→ What to do: There is one span to output from the data below: the lines starting at the line with "in non-interactive mode." and ending at the line with "progress bar (streamed-vs-estimate)**". Output it exactly, ends included, nothing more.

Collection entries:
PR #1381, opened 2026-05-26
feat: add code reviewer agent

### LINKED ISSUE #1420: feat: add code-reviewer built-in agent
## Problem

OpenClaude has no dedicated built-in agent for code review. The main agent reviews its own work — same model, same context, same blind spots. This limits review quality.

## Proposed solution

Add a `code-reviewer` built-in agent that is:

- **Read-only** — cannot edit files, only inspect them
- **Orthogonal** — routable via `agentRouting` to a different model/provider than the coder for independent perspective
- **Balanced** — evaluates correctness, security, performance, maintainability, and design
- **Structured output** — findings with CRITICAL/HIGH/MEDIUM/LOW severity + verdict

## Usage

```typescript
Agent({
  subagent_type: "code-reviewer",
  description: "Review task changes",
  prompt: "Review changes. Run `git diff HEAD` to see what changed. Context: <what was implemented>."
})
```

Route to a dedicated model in `~/.openclaude.json`:

```json
{
  "agentModels": {
    "gemma-4": { "base_url": "...", "api_key": "..." }
  },
  "agentRouting": {
    "code-reviewer": "gemma-4"
  }
}
```

The agent can also be invoked manually for PR review or diff inspection.

## Implementation

See PR #1381.

laurentftech:
Closes #1420

## Summary

Adds `code-reviewer` as a new built-in agent for independent, balanced code review.

- **New agent** (`src/tools/AgentTool/built-in/codeReviewerAgent.ts`) — read-only, reviews diffs across 5 dimensions: correctness, security, performance, maintainability, and design. Outputs structured findings with CRITICAL/HIGH/MEDIUM/LOW severity and a final verdict.
- **Registered** in `getBuiltInAgents()` — always active, no feature flag required.
- **`model: 'inherit'`** — fully overridable via `agentRouting` to route to a different provider/model than the coder (e.g. Gemma, GPT-4o) for orthogonal review perspective.
- **Tests** — 10 tests covering registration, definition fields, and system prompt content.
- **Docs** — `agentRouting` example in README updated with `code-reviewer` entry.

## Usage

Invoke manually or automatically after coding tasks:

```typescript
Agent({
  subagent_type: "code-reviewer",
  description: "Review task changes",
  prompt: "Review changes for this task. Run `git diff HEAD` to see what changed. Context: <what was implemented>."
})
```

Route to a dedicated model in `~/.openclaude.json`:

```json
{
  "agentModels": {
    "gemma-4": { "base_url": "...", "api_key": "..." }
  },
  "agentRouting": {
    "code-reviewer": "gemma-4"
  }
}
```

## Test plan

- [x] `bun test src/tools/AgentTool/built-in/codeReviewerAgent.test.ts` — 10/10 pass
- [x] `bun test src/tools/AgentTool/loadAgentsDir.test.ts` — existing tests unaffected


kevincodex1 (dismissed):
LGTM

jatmn (changes requested):
Thanks for the contribution. I took a pass through the changed paths and found one merge-readiness issue that needs to be cleared before this is ready.

## Findings

- [P2] Get the smoke-and-tests check back to green
  `PR Checks / smoke-and-tests`
  The current PR run has `smoke-and-tests` failing in the full Bun unit test step, so the branch is not in a mergeable validation state yet. The failures shown in the job log are outside the files changed by this PR, and the focused changed-path tests pass locally, so this may need a rerun or a baseline/main reconciliation rather than a code change in the new agent itself. Either way, please get the required smoke/test job green before merge.

laurentftech:
Thanks for the review.

The 4 failing tests are pre-existing failures on `main` itself (confirmed by running `gh run view` on the latest main CI run — same failures present without our changes). Our PR only touches `codeReviewerAgent.ts`, `codeReviewerAgent.test.ts`, `builtInAgents.ts`, and `README.md` — none of which are in the failing test paths.

Pushed an empty commit to trigger a fresh CI run. If the auto-compact/breaker tests pass this time, they were flaky. The `getAttributionTexts` failure is a known pre-existing issue on main unrelated to this PR.

Happy to rebase or make changes if there's anything in our diff that needs addressing, but the test failures appear to be baseline noise rather than regressions introduced here.

jatmn (changes requested):
Please rebase on main, issue with tests should be fixed by #1440

jatmn (changes requested):
Thanks for the update. I took another pass through the changed paths and found one issue that should be addressed before this is ready.

## Findings

- [P2] Keep the agent routing example copy-pasteable
  `README.md:203`
  The new `code-reviewer` entry points at `"<your-reviewer-model>"`, but that model key is not defined in the adjacent `agentModels` object. The routing implementation returns `null` when `agentRouting` references a missing model, so anyone copying this example gets no dedicated reviewer routing for the new agent. Please either route `code-reviewer` to one of the defined example models or add a matching reviewer model entry under `agentModels`.

laurentftech:
Thank you for the review. It is done.

jatmn (changes requested):
Thanks for the update. I rechecked the previously discussed paths and found one issue that still needs to be addressed before this is ready.

## Findings

- [P2] Enforce the reviewer agent's read-only contract
  `src/tools/AgentTool/built-in/codeReviewerAgent.ts:72`
  The new agent is described in the issue/PR as read-only and its prompt says edit attempts will fail, but the definition only deny-lists `Edit`, `Write`, `NotebookEdit`, etc. and leaves `tools` undefined. `resolveAgentTools()` treats an undefined `tools` list as wildcard access to every available tool after the denylist, so the reviewer still receives `Bash`; in modes such as `acceptEdits`, Bash filesystem commands like `mkdir`, `touch`, `rm`, `mv`, `cp`, and `sed` can be auto-allowed. That means the agent can still modify the workspace despite the read-only guarantee. Please restrict the tool set or permission mode so mutation-capable Bash paths cannot run for `code-reviewer`, or narrow the documented contract accordingly.

laurentftech:
Thanks for the detailed analysis.

**[P2] Fixed in 69d7a0b** — `Bash` is now in `disallowedTools` alongside `Edit`, `Write`, `NotebookEdit`, `ExitPlanMode`, and `Agent`. This makes the read-only contract mechanically enforced at the tool layer: `resolveAgentTools()` removes Bash before the tool list reaches the model, so acceptEdits/bypassPermissions on the parent session cannot re-open the mutation path.

Changes:
- `disallowedTools` gains `BASH_TOOL_NAME`
- System prompt drops all Bash guidance; diff must now be passed inline by the caller
- Test asserts `Bash` is in the disallowed list
- `~/.claude/CLAUDE.md` caller pattern updated to run `git diff HEAD` first and paste output into the prompt

jatmn (changes requested):
Thanks for the update. I rechecked the previously discussed paths and found one issue that still needs to be addressed before this is ready.

## Findings

- [P2] Deny all shell tools for the reviewer agent
  `src/tools/AgentTool/built-in/codeReviewerAgent.ts:66`
  The latest change adds `Bash` to `disallowedTools`, but the worker tool pool can also include the Windows `PowerShell` tool (`tools.ts` adds `getPowerShellTool()` and `SHELL_TOOL_NAMES` includes both `Bash` and `PowerShell`). Because `code-reviewer` still uses wildcard tools minus this deny-list, Windows sessions with PowerShell enabled still hand the reviewer a mutation-capable shell even though the agent is documented as read-only and says shell commands will fail. Please deny `PowerShell` as well, or use the shared shell-tool name set so every shell-capable tool is excluded from this read-only agent.

laurentftech:
Thanks for the comment. 

Changes Made:
1. **codeReviewerAgent.ts** — Updated `disallowedTools` to use `...SHELL_TOOL_NAMES` (covers both Bash and PowerShell)
2. **codeReviewerAgent.test.ts** — Added assertion to verify PowerShell is denied
3. **Tests:** All 10 code-reviewer tests pass + 3111 total tests pass

jatmn (changes requested):
Thanks for the update. I rechecked the previously discussed paths and took another pass over the widened diff. I found issues that still need to be addressed before this is ready.

## Findings

- [P2] Exclude write-capable MCP tools from the reviewer
  `src/tools/AgentTool/built-in/codeReviewerAgent.ts:66`
  The reviewer still relies on wildcard tool access with only a deny-list. `resolveAgentTools()` treats an omitted `tools` list as "all available tools minus disallowedTools", and the shared agent filter explicitly lets every `mcp__*` tool through for all agents before the wildcard is expanded. That means a user with a filesystem, GitHub, Jira, database, or other write-capable MCP server configured can still hand this read-only reviewer mutation-capable tools, even though the prompt says it cannot modify files or run commands. Please switch this agent to an explicit read-only tool allow-list, or otherwise ensure write-capable MCP tools cannot be exposed to `code-reviewer`.

- [P2] Remove the unrelated OpenLore/generated artifacts
  `AGENTS.md:1`
  The PR now adds a root `AGENTS.md` that tells every agent to run `orient()` or `npx openlore orient --json` before reading source, plus a generated `ARCHITECTURE.md`, `.openlore/` ignore rule, and checked-in `.tmp/sdk-consumer-*` scratch files. None of those are part of adding the built-in code reviewer, and the root agent instruction changes contributor/agent behavior by introducing an external tool requirement for future tasks. Please remove these generated/scratch/OpenLore artifacts from this PR so the change stays scoped to the reviewer agent, its tests, and the relevant README example.

laurentftech:
Thanks for the detailed pass. Both findings are addressed in `bf432b1`.

**[P2] Exclude write-capable MCP tools** — `code-reviewer` now uses an **explicit read-only allow-list** instead of wildcard-minus-denylist:

```ts
tools: [FILE_READ_TOOL_NAME, GLOB_TOOL_NAME, GREP_TOOL_NAME], // Read, Glob, Grep
```

Since `resolveAgentTools()` resolves *only* the named tools when `tools` is defined, no `mcp__*` server tool (filesystem, GitHub, Jira, DB, etc.) can ever be handed to the reviewer — the wildcard path that previously let them through is gone. The mutation deny-list (`Agent`, `Bash`/`PowerShell`, `Edit`, `Write`, `NotebookEdit`, `ExitPlanMode`) is retained as defense-in-depth in case the allow-list is ever widened. Added a test asserting `tools` equals exactly `['Read', 'Glob', 'Grep']`.

**[P2] Remove unrelated OpenLore/generated artifacts** — removed from the PR:
- `AGENTS.md`
- `ARCHITECTURE.md`
- the `.openlore/` rule (plus `temp_reference/`) from `.gitignore`
- the `.tmp/sdk-consumer-*` scratch files

The PR is now scoped to `codeReviewerAgent.ts`, its test, `builtInAgents.ts`, and the `README.md` example.

All 11 code-reviewer tests pass.

jatmn (changes requested):
Thanks for the update. I rechecked the previously discussed paths and took another pass over the remaining diff. I found one issue that still needs to be addressed.

## Findings

- [P3] Keep the existing temp_reference ignore entry
  `.gitignore:19`
  The cleanup commit removes `temp_reference/` from `.gitignore`, but that entry is already present on the current `main` branch from #1350 and is unrelated to the code-reviewer agent. After this branch merges, any regenerated `temp_reference/` scratch directory will show up as untracked content again, which regresses the base branch ignore behavior while trying to remove the PR's OpenLore artifacts. Please restore the `temp_reference/` ignore line and keep the cleanup limited to artifacts introduced by this PR.

laurentftech:
**[P3] Fixed in 456a3fb** —  restored to `.gitignore`. The line was already on `main` from #1350 and was unintentionally removed during the OpenLore artifact cleanup. Now back in place.

jatmn (changes requested):
Thanks for the update. I rechecked the previously discussed paths and found one remaining issue.

## Findings

- [P2] Tell callers to pass the diff to the read-only reviewer
  `src/tools/AgentTool/built-in/codeReviewerAgent.ts:64`
  The reviewer now correctly has only `Read`, `Glob`, and `Grep`, and its own prompt says the diff must be provided because it cannot run shell commands. However, the agent description that the main model sees still says to use `code-reviewer` after completing a coding task or when asked to review changes, without telling the caller to include `git diff` output or an equivalent patch in the prompt. In the normal post-coding path the main agent can therefore launch this new built-in with only a generic "review my changes" prompt; the subagent then has no way to inspect the actual diff and can only ask for it, which makes the advertised workflow fail on its first use. Please update the `whenToUse`/caller-facing guidance to require passing the diff or changed hunks inline now that the reviewer is intentionally shell-less.

- [P2] Preserve search tools in embedded-search builds
  `src/tools/AgentTool/built-in/codeReviewerAgent.ts:70`
  The allow-list always names `Glob` and `Grep`, but embedded-search builds remove those tools from the registry and expose their replacements through Bash `find`/`grep` wrappers instead (`src/tools.ts` omits `GlobTool`/`GrepTool` when `hasEmbeddedSearchTools()` is true). Since this agent now also denies every shell tool, `resolveAgentTools()` drops the missing `Glob`/`Grep` entries and the reviewer is left with only `Read` in those builds. That means it cannot search for callers/dependents even though the prompt requires that step for public-interface changes, so reviews in that build variant become much shallower than advertised. Please make the allow-list conditional on the embedded-search mode or provide another read-only search path for the reviewer.

jatmn:
closing as abandoned

PR #1386, opened 2026-05-27
feat(compact): auto-compact prompt on /resume + determinate progress bar

beardthelion:
## Summary

Adds a Claude-Code-style **"compact this session?"** prompt when resuming a large conversation, plus a **determinate progress bar** during compaction (replacing the indeterminate spinner). Gated behind a build-time `RESUME_COMPACT_PROMPT` feature flag (default ON).

## What's included

**1. Threshold-gated resume prompt**
- `shouldPromptCompactOnResume(messages, model)` reuses the existing auto-compact threshold logic — no nagging on small sessions, skipped in non-interactive mode.
- New `ResumeCompactPrompt` dialog shows current vs. context-window usage and a Yes/No choice (default Yes). On Yes it dispatches the existing `/compact` command so post-compact cleanup/cache-reset stays shared.

**2. Determinate progress bar (streamed-vs-estimate)**
- New `compact_progress` variant on `CompactProgressEvent`.
- `forkedAgent` gains an `onStreamEvent` hook that forwards text deltas; `compactConversation` converts streamed chars against an estimated output size into a ratio, capped at 95% until `compact_end` snaps to 100%.
- Coarse ticks emitted on the session-memory path so the bar moves immediately.
- New shared `CompactProgressBar` component renders for both manual `/compact` and the resume-triggered path.

## Notes
- The progress denominator is a heuristic (≈25% of input tokens, floored/capped); the bar is "feels-right," not exact — hence the 95% cap until completion.

## Testing
- `bun run build` ✓
- `bun run smoke` ✓ (`0.15.0 (OpenClaude)`)
- `bun test src/services/compact/` ✓ — 15 pass / 0 fail (incl. `resumeCompactPrompt.test.ts`)

## Summary by CodeRabbit

* **New Features**
  * Added a resume-time prompt for compacting large sessions, including a choice to compact now or continue without compacting.
  * Introduced a compact progress indicator shown during compaction, with progress updates driven by compaction events.

* **Tests**
  * Added automated coverage for the resume compaction prompt threshold logic.


docs/plans/resume-compact-prompt.md
```diff
@@ -0,0 +1,138 @@
...
+1. When `/resume` loads a session that is large enough, prompt the user to
+   compact it (threshold-gated, like Claude Code).
+2. Show a real progress bar during compaction (manual `/compact` and the new
+   resume-triggered path), replacing today's indeterminate text spinner.
+
+## Decisions (locked)
+
+- **Prompt trigger:** threshold-gated. Only prompt when the resumed
+  conversation's token count is high; reuse `autoCompact` threshold logic. No
+  nagging on small sessions.
```
kevincodex1: please remove this file

kevincodex1 (changes requested):

docs/plans/resume-compact-prompt.md
beardthelion: Done — removed in 23998b2.

jatmn (changes requested):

→ Completed task:
- `shouldPromptCompactOnResume(messages, model)` reuses the existing auto-compact threshold logic — no nagging on small sessions, skipped in non-interactive mode.
- New `ResumeCompactPrompt` dialog shows current vs. context-window usage and a Yes/No choice (default Yes). On Yes it dispatches the existing `/compact` command so post-compact cleanup/cache-reset stays shared.

**2. Determinate progress bar (streamed-vs-estimate)**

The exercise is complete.